Kinematic data were filtered using low-pass Butterworth forth-order filter with a cut-off frequency of 10 Hz. Three-dimensional range of motion for the right and left knee joints were measured. Two Kistler force plates were also used to record the Ground Reaction Forces (GRF) during gait. GRF data were sampled at 1000 Hz. Force plates and the motion capture systems were synchronized. The protocol were implemented on both groups.
Movement task
The subjects were asked to walk with a self-selected speed for 5 successful trials. The relevant data were measured from right and left foot. A trial was defined successful if all markers were recorded throughout a stride. Then, after a fatigue protocol, another set of 5 successful walking trials were performed. The mean values of the 5 trials were used for each required parameter. 

Fatigue protocol
The subjects were initially asked to warm-up for 5 minutes, including free walking and flexibility stretches. The fatigue protocol includes running until exhaustion. Then the subjects ran around an indoor volleyball salon (90 m environment) with 4.5 m/s speed for more than 12 minutes. If the exhaustion occurred before 12 minutes, the subject would be excluded from the study. After exhaustion, the test was stopped. Exhaustion was defined as being unable to continue running and a score of greater than 17 based on borg Rating of Perceived Exertion (RPE) scale [22]. Kinematics and kinetics data were recorded before and after the fatigue protocol.
Data processing and statistics
First using Nexus software, the kinematics and GRF data were processed and saved with c3d extension. Then data were imported into Visual 3D software. Knee moments and ROM in sagittal, frontal and horizontal plane were extracted from the visual 3D software (C-motion USA). Knee moments were normalized to body weight. Normal distribution of data was done by Kolmogorov-Simonov test to evaluate normality of data. The Independent t test was used to compare between group differences on different variables at pretest. Repeated measures analysis of variance test was also used to show the interaction between factors and groups. Pretest data and plane (sagittal, frontal, and horizontal) were considered as a factor. Statistical significance was set at P<0.05 for all statistical analysis. 
3. Results
Table 1 summarizes the differences between flat feet and healthy groups regarding the knee ROM in sagittal, frontal and horizontal planes. The knee abduction in flat feet group was significantly greater by 32% than that in healthy group (P<0.01). The knee flexion and rotation were not statistically different between two groups (P>0.05). Figure 2 shows the significant interaction between plane and fatigue factors ROM (P=0.044). According to the Figure 2, there was no significant difference in knee ROM in sagittal and horizontal plane between before and after fatigue protocol, but knee ROM in frontal plane was more at post-test compared to pretest. Knee ROM in frontal plane increased significantly 1.2 degrees at post-test.

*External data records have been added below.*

Issue #164, opened 2018-12-11
TrezorConnect.cardanoSignTransaction() change outputs payload to use derived path


sarveshwar-singh:
use `derived path` (ike 44/ 1815/ etc) instead of address in outputs payload of  `TrezorConnect.cardanoSignTransaction()`

PR #166, opened 2018-12-11
TrezorConnect.cardanoSignTransaction() change outputs payload to use derived path

vantuz-subhuman:
Closing #164

1. Introduced new optional field `TxOutput.fullAddress? : AdaAddress`
2. Added full-address resolving in `adaNewTransactions.js/decodeRustTxWithInputs`
3. Added case-check for full address in `trezorNewTransactions.js/_generateTrezorOutputs`

### DIFF
--- a/app/api/ada/adaTransactions/adaNewTransactions.js
+++ b/app/api/ada/adaTransactions/adaNewTransactions.js
@@ -203,6 +203,7 @@ function decodeRustTxWithInputs(
     outputs: tx.tx.tx.outputs.map(x => {
       if (x.address === changeAddress.cadId) {
         x.fullAddress = changeAddress;
+        x.isChange = true;
       }
       return x;
     })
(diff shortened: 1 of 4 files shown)


vantuz-subhuman:
image

app/api/ada/adaTransactions/adaNewTransactions.js
```diff
@@ -199,7 +200,12 @@ function decodeRustTxWithInputs(
   const selectedInputs = availableInputs.filter((inp: TxInput) => set.has(pointerToStr(inp.ptr)));
   return {
     inputs: selectedInputs,
-    outputs: tx.tx.tx.outputs
+    outputs: tx.tx.tx.outputs.map(x => {
+      if (x.address === changeAddress.cadId) {
+        x.fullAddress = changeAddress;
```
nicarq: maybe we could use `isChangeAddress` instead of `fullAddress`? the code looks good! but I was thinking that if someone sees `fullAdress` is difficult to infer that this is used as to determinate a changeAddress.

vantuz-subhuman: Makes sense, will change in a bit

The mean differences of knee moment between two groups before fatigue protocol are shown in Table 2 According to this table, sagittal and horizontal knee moment 
was significantly greater in flat feet group compared to healthy group on the right and left side. Moreover the first and second peak of adduction knee moment in frontal plane were significantly greater in flat feet group on the left side. Figure 3 displays the interaction of knee adduction moment between groups and fatigue. According to Figure 3, before fatigue protocol knee moment adductor of healthy group was significantly lower than that of flat feet group, but after fatigue protocol knee adductor moment did not change significantly between two groups. Adductor moment increased 0.08 Nm/BW after fatigue protocol in the healthy group.
4. Discussion
This study aimed to assess the effect of fatigue on knee moment kinematics and kinetics in flat feet people during walking. Our study results showed that knee ROM of the flatfeet group in frontal plane was significantly higher than that of the healthy group (P=0.00). In the flatfeet group, the knee moment in sagittal, frontal and horizontal plan was significantly greater by 0.86, 0.02 and 0.13 Nm/BW, respectively. 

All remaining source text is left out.